PR #2873, opened 2023-03-24
add documentation for missing properties

### LINKED ISSUE #2734: Document public attributes of Pilot and Task instances
Several `property` attributes of `Pilot` and `Task` do not have docstrings and so do not show up in `apidoc.rst` with autodoc calls like the following.
```
.. autoclass:: radical.pilot.Pilot
   :members:
```

Suggest adding docstrings to
* `Pilot.endpoint_fs`
* `Pilot.resource_sandbox`
* `Pilot.session_sandbox`
* `Pilot.client_sandbox`
* `Task.sandbox`
* `Task.endpoint_fs`
* `Task.resource_sandbox`
* `Task.session_sandbox`
* `Task.pilot_sandbox`
* `Task.client_sandbox`

andre-merzky:
This fixes #2734

### DIFF
--- a/src/radical/pilot/pilot.py
+++ b/src/radical/pilot/pilot.py
@@ -439,15 +439,38 @@ class Pilot(object):
 
     @property
     def endpoint_fs(self):
+        '''
+        Returns the URL which is internally used to access the target resource's
+        root file system.
+
+        **Returns:**
+            * A URL (radical.utils.Url).
+        '''
         return self._endpoint_fs
 
     @property
     def resource_sandbox(self):
+        '''
+        Returns the full URL of the path that RP considers the resource sandbox,
+        i.e., the sandbox on the target resource's file system which is shared
+        by all sessions which access that resource.
+
+        **Returns:**
+            * A URL (radical.utils.Url).
+        '''
         return self._resource_sandbox
 
 
     @property
     def session_sandbox(self):
+        '''
+        Returns the full URL of the path that RP considers the session sandbox
+        on the target resource's file system which is shared
+        by all pilots which access that resource in the current session.
+
+        **Returns:**
+            * A URL (radical.utils.Url).
+        '''
         return self._session_sandbox
 
     @property
--- a/src/radical/pilot/task.py
+++ b/src/radical/pilot/task.py
@@ -220,7 +220,6 @@ class Task(object):
         **Returns:**
             * A :class:`Session`.
         '''
-
         return self._session
 
 
@@ -234,7 +233,6 @@ class Task(object):
         **Returns:**
             * A :class:`TaskManager`.
         '''
-
         return self._tmgr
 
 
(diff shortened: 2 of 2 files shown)


mturilli (commented):
Do we document all the sandboxes we use for the pilot and the task? For example, does a developer know what are the differences/goal among/of resources, session, pilot and client sandboxes? If yes, then I am wondering whether we should add that information in the methods but, seeing the duplication between pilot/task, maybe adding it somewhere else?

Related but likely not affecting this PR. We documented client/agent sandboxes in the user-facing documentation. Is that enough or does a user need to know about the other sandboxes?

andre-merzky:
> Do we document all the sandboxes we use for the pilot and the task? For example, does a developer know what are the differences/goal among/of resources, session, pilot and client sandboxes? If yes, then I am wondering whether we should add that information in the methods but, seeing the duplication between pilot/task, maybe adding it somewhere else?

One place related to this documentation is the [docstring for `complete_url`](https://github.com/radical-cybertools/radical.pilot/blob/devel/src/radical/pilot/staging_directives.py#L151).  Since this is a free function in the RP module and not part of the public API I am hesitant to link that in too many places - that text might be worthwhile to extract and move elsewhere I guess - but where?

> Related but likely not affecting this PR. We documented client/agent sandboxes in the user-facing documentation. Is that enough or does a user need to know about the other sandboxes?

I guess I would reference the same text as above (docstring for `complete_url`)

mturilli:
> One place related to this documentation is the [docstring for `complete_url`](https://github.com/radical-cybertools/radical.pilot/blob/devel/src/radical/pilot/staging_directives.py#L151). Since this is a free function in the RP module and not part of the public API I am hesitant to link that in too many places - that text might be worthwhile to extract and move elsewhere I guess - but where?

Happy to consider any suggestion you may have and then see whether I have any useful opinion to contribute. I do not have a sufficient understand of the whole code base to offer useful suggestions :/
 
> > Related but likely not affecting this PR. We documented client/agent sandboxes in the user-facing documentation. Is that enough or does a user need to know about the other sandboxes?
> 
> I guess I would reference the same text as above (docstring for `complete_url`)

I am a bit lost. You are suggesting a possible solution to an answer that still needs to be answered. Do you think users should know about all the sanboxes? If yes, how that knowledge would help them? The answer to that question would be the base to document them in the user-facing documentation. For example, picking up from another PR, users need to know about the task `ranks` property because when they need to run MPI tasks on say N nodes, they need to define that property accordingly. Analogously,  in what situation users would need to know that there is a session, task, etc. sandbox?

andre-merzky:
I opened a separate issue (#2887) for this to keep this PR focused for the ScaleMS sprint.  Does that work for you @mturilli ?

mturilli:
@andre-merzky yes, it does, thanks.

mturilli (approved):
LGTM.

______

Go through the data line by line and work out how many lines contain "opened". Give only that number.

2